My favorite way to eat spinach is by coupling it with Arugula (also called salad rocket) and making it into a delicious salad.  Arugula is a delicious and nutritious peppery green that belongs in the same family as mustard greens and cauliflower.  From the site,, arugula provides an immense amount of health benefits:

  • As in other greens, arugula is one of very low calorie vegetable. 100 g of fresh leaves provides just 25 calories. Nonetheless, it has many vital phytochemicals, anti-oxidants, vitamins, and minerals that can immensely benefit health.
  • Salad rocket has an ORAC value (oxygen radical absorbance capacity, a measure of anti-oxidant strength) of about 1904 µmol TE per 100 grams.
  • Rocket salad is rich source of certain phytochemicals such as indoles, thiocyanates, sulforaphane, andiso­thiocyanates.

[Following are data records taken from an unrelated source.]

PR #944, opened 2025-03-29
[Swiftly] Download the swiftly package in /tmp/

shahmishal:
Screenshot 2025-03-28 at 10 03 01 PM
Screenshot 2025-03-28 at 10 03 13 PM


0xTim:
This can cause issues on some Linux deployments where `/tmp` is just mounted as local memory (e.g. RAM) and there's not enough space to download and unzip it. The current behaviour also matches tools such as rustup

PR #950, opened 2025-03-29
Replace deprecated `docker-compose` with `docker compose` in the instructions

kkebo:
Since Compose V2, `docker-compose` has been deprecated, and instead, `docker compose` has been recommended.

https://docs.docker.com/compose/releases/migrate/#docker-compose-vs-docker-compose


0xTim (approved):
Thanks!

Together, they have been found to counter carcinogenic effects of estrogen and thus help benefit against prostate, breast, cervical, colon, ovarian cancers by virtue of their cancer-cell growth inhibition, cytotoxic effects on cancer cells.

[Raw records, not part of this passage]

PR #958, opened 2025-04-04
Document features around safe interoperability

Xazax-hun:
This PR adds a new top-level page describing how to interact with C++ from strict memory safe Swift.

### DIFF
--- a/documentation/cxx-interop/safe-interop/index.md
+++ b/documentation/cxx-interop/safe-interop/index.md
@@ -1,0 +1,297 @@
+---
+layout: page
+title: Mixing Strict Memory Safe Swift and C++
+official_url: https://swift.org/documentation/cxx-interop/safe-interop/
+redirect_from:
+- /documentation/cxx-interop/safe-interop.html
+---
+
+## Table of Contents
+{:.no_toc}
+
+* TOC
+{:toc}
+
+## Introduction
+
+[Strict memory safe Swift](https://github.com/swiftlang/swift-evolution/blob/main/proposals/0458-strict-memory-safety.md)
+is a new feature in Swift 6.2 to make code easier to audit for memory safety.
+This document describes how to ergonomically interact with Swift by importing
+C++ construct safely. All of the features in this document work in regular Swift
+but they provide more value in strict memory safe mode.
+
+* * *
+
+<div class="info" markdown="1">
+C++ interoperability is an actively evolving feature of Swift.
+Future releases of Swift might change how Swift and C++
+interoperate,
+as the Swift community gathers feedback from real world adoption of C++
+interoperability in mixed Swift and C++ codebases.
+Please provide the feedback that you have on the
+[Swift forums](https://forums.swift.org/c/development/c-interoperability/), or
+by filing an [issue on GitHub](https://github.com/swiftlang/swift/issues/new/choose).
+Future changes to the design or functionality of C++ interoperability will not
+break code in existing codebases [by default](#source-stability-guarantees-for-mixed-language-codebases).
+</div>
+
+## Overview
+
+Swift provides memory safety with a combination of language affordances and runtime checking.
+However, Swift also deliberately includes some unsafe constructs, such as the Unsafe pointer types in the standard library.
+Swift occasionally needs additional information that is not present in the C++ type and API declarations
+to safely interface with them. This document describes how such code need to be annotated.
+
+### Annotating foreign types
+
+Types imported from C++ are considered foreign to Swift. Many of these types are considered safe,
+including the built-in integral types like `int`, some standard library types like `std::string`,
+and aggregate types that are using safe types are building blocks. 
+
+On the other hand, some C++ types are imported as unsafe by default. Consider the following C++ type
+and APIs:
+
+```c++
+class StringRef {
+public:
+    StringRef() : ptr(nullptr), len(0) {}
+    
+    std::string toString() const;
+private:
+    const char* ptr;
+    size_t len;
+};
+
+std::string normalize(const std::string& path);
+
+// The path needs to be normalized.
+StringRef fileName(const std::string& path);
+```
+
+Let's try to use them from Swift with strict memory safety enabled:
+
+```swift
+func getFileName(_ path: borrowing std.string) -> StringRef {
+    let normalizedPath = normalize(path)
+    return fileName(normalizedPath)
+}
+```
+
+Building this code will emit a warning that the `fileName` call is unsafe because
+it references the unsafe type `StringRef`. Swift considers `StringRef` unsafe because
+it has a pointer member. Types like `StringRef` can dangle, we need to take extra
+care using them, making sure the referenced buffer outlives the `StringRef` object.
+
+Swift's [non-escapable types](https://github.com/swiftlang/swift-evolution/blob/main/proposals/0446-non-escapable.md)
+can also have lifetime dependencies, just like `StringRef`. However, the Swift compiler
+can track these dependencies and enforce safety at compile time. To import `StringRef`
+as a safe type we need to mark it as not escapable.
+
+```c++
+class SWIFT_NONESCAPABLE StringRef {
+```
+
+### Annotating APIs
+
+Building the code again will emit a new diagnostic for the `fileName` function about
+missing lifetime annotations. Functions returning non-escapable types need annotations
+to describe their lifetime contracts via [lifetimebound](https://clang.llvm.org/docs/AttributeReference.html#id11)
+and [lifetime_capture_by](https://clang.llvm.org/docs/AttributeReference.html#lifetime-capture-by) annotations.
+
+```c++
+StringRef fileName(const std::string& path [[clang::lifetimebound]]);
+```
+
+This annotation describes that the returned `StringRef` value has the same lifetime as the argument
+of the `fileName` function.
+
+Building the project again reveals a lifetime error in the Swift function:
+
+```swift
+func getFileName(_ path: borrowing std.string) -> StringRef {
+    let normalizedPath = normalize(path)
+    // error: lifetime-dependent value escapes local scope
+    // note: depends on `normalizedPath`
+    return fileName(normalizedPath)
+}
+```
+
+The value returned by `fileName` will dangle after the lifetime of `normalizedPath` ends.
+We can fix this error by pushing the task of normalizing a path to the callee:
+
+```swift
+// Path needs to be normalized.
+func getFileName(_ path: borrowing std.string) -> StringRef {
+    return fileName(normalizedPath)
+}
+```
+
+Or we could return a self-contained value like `std.string` instead of a dangling `StringRef`:
+
+```swift
+func getFileName(_ path: borrowing std.string) -> std.string {
+    let normalizedPath = normalize(path)
+    let ref = fileName(normalizedPath)
+    return ref.toString()
+}
+```
+
+## Escapability annotations in detail
+
+All of the unannotated types are imported as `Escapable` to maintain backward
+compatibility. This might change in the future under a new interoperability version.
+We can import a type as `~Escapable` to Swift by adding the `SWIFT_NONESCAPABLE` 
+annotation.
+
+```c++
+struct SWIFT_NONESCAPABLE View {
+    View() : member(nullptr) {}
+    View(const int *p) : member(p) {}
+    View(const View&) = default;
+private:
+    const int *member;
+};
+```
+
+Moreover, we can explicitly mark types as `Escapable` using the `SWIFT_ESCAPABLE`
+annotation.
+
+```c++
+struct SWIFT_ESCAPABLE Owner {
+    ...
+}; 
+```
+
+The main reason for explicitly annotating a type as `SWIFT_ESCAPABLE` to make sure
+it is considered as a safe type when used from Swift. Functions returning escapable
+types do not need lifetime annotations.
+
+Escapability annotations can be attached to types via APINotes.
+
+```
+Tags:
+- Name: NonEscapableType
+  SwiftEscapable: false
+- Name: EscapableType
+  SwiftEscapable: true
+```
+
+In case of template instantiations the escapability of a type can depend on the
+template arguments:
+
+```c++
+MyList<View> f();
+MyList<Owner> g();
+```
+
+In this example, `MyList<View>` should be imported as `~Escapable` while `MyList<Owner>`
+should be imported as `Escapable`. This can be achieved via conditional escapability
+annotations.
+
+```
+template<typename T>
+struct SWIFT_ESCAPABLE_IF(T) MyList {
+    ...
+};
+```
+
+## Lifetime annotations in detail
+
+The `lifetimebound` annotation can be used to annotate methods, free functions, and constructors.
+It can annotate dependence on regular arguments or on the `this` object. 
+
+```c++
+struct SWIFT_NONESCAPABLE View {
+    View() : member(nullptr) {}
+    View(const int *p [[clang::lifetimebound]]) : member(p) {}
+    View(const View&) = default;
+private:
+    const int *member;
+};
+
+struct Owner {
+    int data;
+
+    View handOutView() const [[clang::lifetimebound]] {
+        return View(&data);
+    }
+};
+
+View getView(const Owner& owner [[clang::lifetimebound]]) {
+    return View(&owner.data);
+}
+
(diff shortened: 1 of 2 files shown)


Xazax-hun:
I cannot add reviewers, so adding some people manually. @egorzhdan @ravikandhadai @j-hui

j-hui (commented):
Some feedback for now; I haven't read the rest of the article yet. But it mostly looks good so far!

documentation/cxx-interop/safe-interop/index.md
```diff
@@ -0,0 +1,297 @@
...
+template<typename T>
+struct SWIFT_ESCAPABLE_IF(T) MyList {
+    ...
+};
+```
+
+## Lifetime annotations in detail
+
+The `lifetimebound` annotation can be used to annotate methods, free functions, and constructors.
+It can annotate dependence on regular arguments or on the `this` object.
```
j-hui, line 201: Is it worth mentioning here that `lifetimebound` is not a Swift-specific thing, but a Clang attribute?

Also nit:

```suggestion
The `lifetimebound` attribute can be used to annotate methods, free functions, and constructors.
It can annotate dependence on regular arguments or on the `this` object:
```

documentation/cxx-interop/safe-interop/index.md
```diff
@@ -0,0 +1,297 @@
...
+    return View(&owner.data);
+}
+
+View getViewFromEither(View view1 [[clang::lifetimebound]], View view2 [[clang::lifetimebound]]) {
+    if (coinFlip)
+        return view1;
+    else
+        return view2;
+}
+```
```
j-hui, line 234: This code block is pretty big, and features several somewhat unrelated examples. It's also not immediately clear to those not already familiar with `lifetimebound` whose lifetime is dependent on whom in each case.

Perhaps you can break this up into several code blocks with some prose in between to describe each?

documentation/cxx-interop/safe-interop/index.md
```diff
@@ -0,0 +1,297 @@
...
+These types might point to static data or might represent an empty sequence or lack of data.
+Such functions need to be annotated with `SWIFT_RETURNS_INDEPENDENT_VALUE`:
+
+```c++
+View returnsEmpty() SWIFT_RETURNS_INDEPENDENT_VALUE {
+    return View();
+}
+```
+
+The default constructor of a type is assumed to create an independent value.
```
j-hui, line 246: This is kind of an orphaned remark.

Maybe:

```suggestion
Notably, the default constructor of a type is always assumed to create an independent value.
```

(Unless annotated otherwise?)

documentation/cxx-interop/safe-interop/index.md
```diff
@@ -0,0 +1,297 @@
...
+        return view2;
+}
+```
+
+Occasionally, a function might return a non-escapable type that in fact has no dependency on any other values.
+These types might point to static data or might represent an empty sequence or lack of data.
+Such functions need to be annotated with `SWIFT_RETURNS_INDEPENDENT_VALUE`:
+
+```c++
+View returnsEmpty() SWIFT_RETURNS_INDEPENDENT_VALUE {
```
j-hui, line 241: Pretending I'm a reader that knows nothing about Swift vs Clang annotations, I might be confused as to why this annotation looks so different from `[[clang::lifetimebound]]`. Perhaps it's worth mentioning that this annotation only means something to imported APIs, and doesn't do anything in pure C++ code? (Unless it does?)

documentation/cxx-interop/safe-interop/index.md
```diff
@@ -0,0 +1,297 @@
...
+    return View();
+}
+```
+
+The default constructor of a type is assumed to create an independent value.
+
+We can annotate `lifetimebound` APIs via APINotes. The -1 index represents the this position.
```
j-hui, line 248:
```suggestion
We can also annotate `lifetimebound` APIs via APINotes. The `-1` index represents the this position.
```

documentation/cxx-interop/safe-interop/index.md
```diff
@@ -0,0 +1,297 @@
...
+All of the non-escapable inputs need lifetime annotations for a function to be
+considered safe. If an input never escapes from the called function we can use
+the `noescape` annotation.
+
+```c++
+void is_palindrome(std::span<int> s [[clang::noescape]]);
+```
+
+## Convenience overloads for annotated spans and pointers
+
```
j-hui, line 297: Is there more coming soon? 🙂

documentation/cxx-interop/safe-interop/index.md
```diff
@@ -0,0 +1,297 @@
...
+```c++
+View returnsEmpty() SWIFT_RETURNS_INDEPENDENT_VALUE {
+    return View();
+}
+```
+
+The default constructor of a type is assumed to create an independent value.
+
+We can annotate `lifetimebound` APIs via APINotes. The -1 index represents the this position.
+Note that APINotes have some limitations around C++, they do not support overloaded functions.
```
j-hui, line 249: Suggestion: move this caveat to after the APINotes example.

documentation/cxx-interop/safe-interop/index.md
```diff
@@ -0,0 +1,297 @@
...
+      Parameters:
+        - Position:      -1
+          Lifetimebound: true
+    - Name: methodToAnnotate
+      Parameters:
+        - Position:      0
+          Lifetimebound: true
+```
+
+We can use `lifetime_capture_by` annotations for output arguments.
```
j-hui, line 265: What does this do? It seems like this section could be fleshed out quite a bit more (or even given its own sub-heading).

documentation/cxx-interop/safe-interop/index.md
```diff
@@ -0,0 +1,297 @@
...
+};
+```
+
+All of the non-escapable inputs need lifetime annotations for a function to be
+considered safe. If an input never escapes from the called function we can use
+the `noescape` annotation.
+
+```c++
+void is_palindrome(std::span<int> s [[clang::noescape]]);
+```
```
j-hui, line 294: Same remark about this section being fleshed more + given its own sub-heading

j-hui (commented):
Completed my first round of comments. Looks good so far, but it seems like the end could be fleshed out a little more!

A broader question: for decls that are separately declared and defined, where should the annotation go? I assume that for types/classes, the annotation should be given at the definition site, while for functions, the annotation should be given at the declaration site. But I'm not sure, and it'd be nice to see this explicitly specified in case a reader would like to organize their code different than in the given examples.

documentation/cxx-interop/safe-interop/index.md
```diff
@@ -0,0 +1,297 @@
...
+    return fileName(normalizedPath)
+}
+```
+
+Building this code will emit a warning that the `fileName` call is unsafe because
+it references the unsafe type `StringRef`. Swift considers `StringRef` unsafe because
+it has a pointer member. Types like `StringRef` can dangle, we need to take extra
+care using them, making sure the referenced buffer outlives the `StringRef` object.
+
+Swift's [non-escapable types](https://github.com/swiftlang/swift-evolution/blob/main/proposals/0446-non-escapable.md)
```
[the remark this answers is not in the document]
Xazax-hun: Unfortunately, I am not aware of any documentation yet :(

documentation/cxx-interop/safe-interop/index.md
```diff
@@ -0,0 +1,297 @@
...
+annotation.
+
+```c++
+struct SWIFT_ESCAPABLE Owner {
+    ...
+}; 
+```
+
+The main reason for explicitly annotating a type as `SWIFT_ESCAPABLE` to make sure
+it is considered as a safe type when used from Swift. Functions returning escapable
```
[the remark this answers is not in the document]
Xazax-hun: No, the Swift compiler would not complain about pointer or other unsafe members. It blindly believes this annotation. I am actually not sure about the non-escapable members! I will need to write a test. Escapable type with a non-escapable member is not valid Swift. I'll test this out and check if we have a missing diagnostic.

documentation/cxx-interop/safe-interop/index.md
Xazax-hun: Yup, I plan to update this PR soon with the rest but wanted to get some early feedback for the first half.

documentation/cxx-interop/safe-interop/index.md
```diff
@@ -0,0 +1,389 @@
...
+{:.no_toc}
+
+* TOC
+{:toc}
+
+## Introduction
+
+Swift's [strict memory safety mode](https://github.com/swiftlang/swift-evolution/blob/main/proposals/0458-strict-memory-safety.md)
+is a new feature in Swift 6.2 to make code easier to audit for memory safety.
+This document describes how to ergonomically interact with Swift by importing
```
ravikandhadai, line 19: I think it might be better to swap the second and first sentences and highlight at the beginning that this in general helps import C++ APIs safely.

documentation/cxx-interop/safe-interop/index.md
```diff
@@ -0,0 +1,389 @@
...
+Future changes to the design or functionality of C++ interoperability will not
+break code in existing codebases [by default](#source-stability-guarantees-for-mixed-language-codebases).
+</div>
+
+## Overview
+
+Swift provides memory safety with a combination of language affordances and runtime checking.
+However, Swift also deliberately includes some unsafe constructs, such as the `UnsafePointer` and `UnsafeMutablePointer`
+types in the standard library.
+Swift occasionally needs additional information that is not present in the C++ type and API declarations
```
ravikandhadai, line 43: I would prefer "in some cases" over "occasionally", as that may imply that this is very infrequent.

documentation/cxx-interop/safe-interop/index.md
```diff
@@ -0,0 +1,389 @@
...
+
+```swift
+func getFileName(_ path: borrowing std.string) -> StringRef {
+    let normalizedPath = normalize(path)
+    return fileName(normalizedPath)
+}
+```
+
+Building this code will emit a warning that the `fileName` call is unsafe because
+it references the unsafe type `StringRef`. Swift considers `StringRef` unsafe because
```
ravikandhadai, line 79: > Swift considers `StringRef` unsafe because it has a pointer member.

Is the definition of unsafe we use in strictly-safe mode same as this definition of a view type [here](https://www.swift.org/documentation/cxx-interop/#working-with-c-references-and-view-types-in-swift):  (C++ Types Considered to Be References or View Types by Swift)?

documentation/cxx-interop/safe-interop/index.md
```diff
@@ -0,0 +1,389 @@
...
+However, Swift also deliberately includes some unsafe constructs, such as the `UnsafePointer` and `UnsafeMutablePointer`
+types in the standard library.
+Swift occasionally needs additional information that is not present in the C++ type and API declarations
+to safely interface with them. This document describes how such code needs to be annotated.
+
+### Annotating foreign types
+
+Types imported from C++ are considered foreign to Swift. Many of these types are considered safe,
+including the built-in integral types like `int`, some standard library types like `std::string`,
+and aggregate types built from other safe types.
```
ravikandhadai, line 50: Does this list cover all safe types? Is this missing out on anything. If it covers all safe types we could say "namely" instead of "including", to clarify this is the definition of what is safe.

documentation/cxx-interop/safe-interop/index.md
```diff
@@ -0,0 +1,389 @@
...
+
+On the other hand, some C++ types are imported as unsafe by default. Consider the following C++ type
```
ravikandhadai, line 52: Is everything that is not safe, unsafe? If so, we can all other C++ types are unsafe by default.

documentation/cxx-interop/safe-interop/index.md
```diff
@@ -0,0 +1,389 @@
...
+
+Swift provides memory safety with a combination of language affordances and runtime checking.
+However, Swift also deliberately includes some unsafe constructs, such as the `UnsafePointer` and `UnsafeMutablePointer`
+types in the standard library.
+Swift occasionally needs additional information that is not present in the C++ type and API declarations
+to safely interface with them. This document describes how such code needs to be annotated.
+
+### Annotating foreign types
+
+Types imported from C++ are considered foreign to Swift. Many of these types are considered safe,
```
ravikandhadai, line 48: >Many of these types are considered safe

As I read through the section on SWIFT_ESCAPABLE annotation, I realized that there is difference between what is safe and unsafe under strict-memory-safety mode and without it. I think it is worth specifically talking about this aspect here e.g.

Types imported from C++ are considered foreign to Swift. Normally, most C++ types are imported into Swift without any restriction to reduce the effort need to call into C++ code. A small set of C++ APIs e.g. pointers/references and methods returning pointers are imported as unsafe (section [Working with C++ references and view types in Swift](url) explains this in more detail.) Under the strict memory safe mode, the compiler will flip the polarity and treat all types that are not known to be safe as unsafe, and will diagnose uses of them. In this section, we will show how to annotate unsafe C++ types so that they can be accessed safely and correctly from Swift. Note that the features here are agnostic to whether strictly-safe mode is on or off.

ravikandhadai: The rest of the paragraph is specific to strict memory safety mode. So, we can start that with, Under the strict memory safety mode, integral types, std library types and aggregated types built from ... Where other types are considered unsafe ...

documentation/cxx-interop/safe-interop/index.md
```diff
@@ -0,0 +1,389 @@
...
+}
+```
+
+After annotating the C++ code, the Swift compiler can enforce the lifetime
+contracts helping us to write code that is free of memory safety errors.
+
+## Escapability annotations in detail
+
+Currently, unannotated types are imported as `Escapable` to maintain backward
+compatibility. This might change in the future under a new interoperability version.
```
ravikandhadai, line 147: >Currently, unannotated types are imported as `Escapable` to maintain backward compatibility.

Is it under strict memory safety mode or without it? I think we are talking about the normal case here. I think we can drop this sentence altogether.

documentation/cxx-interop/safe-interop/index.md
```diff
@@ -0,0 +1,389 @@
...
+
+Moreover, we can explicitly mark types as `Escapable` using the `SWIFT_ESCAPABLE`
+annotation:
+
+```c++
+struct SWIFT_ESCAPABLE Owner { ... }; 
+```
+
+The main reason for explicitly annotating a type as `SWIFT_ESCAPABLE` is to make sure
+it is considered as a safe type when used from Swift. Functions returning escapable
```
ravikandhadai, line 167: Can we add sentence here to say what it means for type to be "escapable" i.e., it is not lifetime dependent on any other type.

documentation/cxx-interop/index.md
```diff
@@ -1331,6 +1331,12 @@ automatically.
 
 ## Working with C++ References and View Types in Swift
 
+Swift has a new [safe interoperability](https://www.swift.org/documentation/cxx-interop/safe-interop)
```
rapidsna, line 1334: @egorzhdan Wouldn't this change expose the link to safe-interop to public?

documentation/cxx-interop/safe-interop/index.md
```diff
@@ -0,0 +1,401 @@
...
+| `void takeSpan(IntSpan x [[clang::noescape]]);`           | `func takeSpan(_ x: Span<Int32>)`                                    |
+| `IntSpan changeSpan(IntSpan x [[clang::lifetimebound]]);` | `@lifetime(x) func changeSpan(_ x: Span<Int32>) -> Span<Int32>`      |
+| `IntSpan changeSpan(IntVec& x [[clang::lifetimebound]]);` | `@lifetime(x) func changeSpan(_ x: borrowing IntVec) -> Span<Int32>` |
+| `IntSpan Owner::getSpan() [[clang::lifetimebound]];`      | `@lifetime(self) func getSpan() -> Span<Int32>`                      |
+
+These transformations only support top level `std::span`s, we do not
+transform the nested cases. A `std::span` of a non-const type `T` will
+be transformed to `MutableSpan<T>` on the Swift wide.
+
+### Annotated pointers
```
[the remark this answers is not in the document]
Xazax-hun: This section is closely related to the bounds safety annotations so I believe that this should be authored by the team that worked on this.

Xazax-hun:
Closing in favour of https://github.com/swiftlang/swift-org-website/pull/980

  • In addition, di-indolyl-methane (DIM), a lipid soluble metabolite of indole has immune modulator, anti-bacterial and anti-viral properties ( by potentiating Interferon-Gamma receptors and production). DIM has currently been found application in the treatment of recurring respiratory papillomatosis caused by the Human Papilloma Virus (HPV) and is in Phase III clinical trials for cervical dysplasia.
  • Fresh rocket is a very good source of folates. 100 g of fresh greens contain 97 µg or 24% of folic acid. When given to the anticipant mothers during their conception time, folate helps prevent neural tube defects in the newborns.

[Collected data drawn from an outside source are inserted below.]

PR #967, opened 2025-04-24
[SSWG] Add Josh as SSWG member

sebsto:
### Motivation:

Add Josh Elkins in the list of SSWG members

### Modifications:

Modified the `_data/server-workgroup/members.yml` 

### Result:

This page should be updated 
https://www.swift.org/sswg/

### DIFF
--- a/_data/server-workgroup/members.yml
+++ b/_data/server-workgroup/members.yml
@@ -45,3 +45,7 @@
 - name: Ben Cohen
   github: airspeedswift
   affiliation: Apple, Core team rep
+
+- name: Josh Elkins
+  github: jbelkins
+  affiliation: Amazon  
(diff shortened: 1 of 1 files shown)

  • Like kale, salad rocket is an excellent source of vitamin A. 100 g fresh leaves contain 1424 µg of beta-carotene, and 2373 IU of vitamin A. Carotenes convert into vitamin A in the body. Studies found that vitamin A and flavonoid compounds in green leafy vegetables help protect from skin, lung and oral cavity cancers.
  • This vegetable also rich in B-complex group of vitamins such as thiamin, riboflavin, niacin, vitamin B-6 (pyridoxine), and pantothenic acid those are essential for optimum cellular enzymatic and metabolic functions.
  • Fresh rocket leaves contain good levels of vitamin C. Vitamin C is a powerful, natural anti-oxidant. Foods rich in this vitamin help the body protect from scurvy disease; develop resistance against infectious agents (boosts immunity) and scavenge harmful, pro-inflammatory free radicals from the body.
  • Salad rocket is one of the excellent vegetable sources for vitamin-K; 100 g provides about 90% of recommended intake. 
  • Arugula leaves contain adequate levels of minerals, especially copper and iron. In addition, it has small amounts of some other essential minerals and electrolytes such as calcium, iron, potassium, manganese, and phosphorus.

I love adding arugula to the top of a piece of Ezekiel bread, along with a cage-free farm fresh or organic egg. It is such a delicious combination! Arugula's flavor is zesty and is one of my favorite toppings on a Mediterranean-style pizza.

My favorite salad is one made of spinach and arugula, topped with berries (strawberries are my favorite), and lightly dressed (with a mixture of balsamic vinegar and oil from home, or my favorite Fuji Apple Panera Dressing, which has just a few, completely natural ingredients).  I add a few dried cranberries and it is ready to eat! Yummy!  These salads are so delicious to me that sometimes when I am hungry for a snack mid-day, I make one.  Why not?

A typical lunch for me....yum yum!  (A strawberry and power green salad, with an organic egg/arugula/hormone-free chicken breast combo atop Ezekiel bread).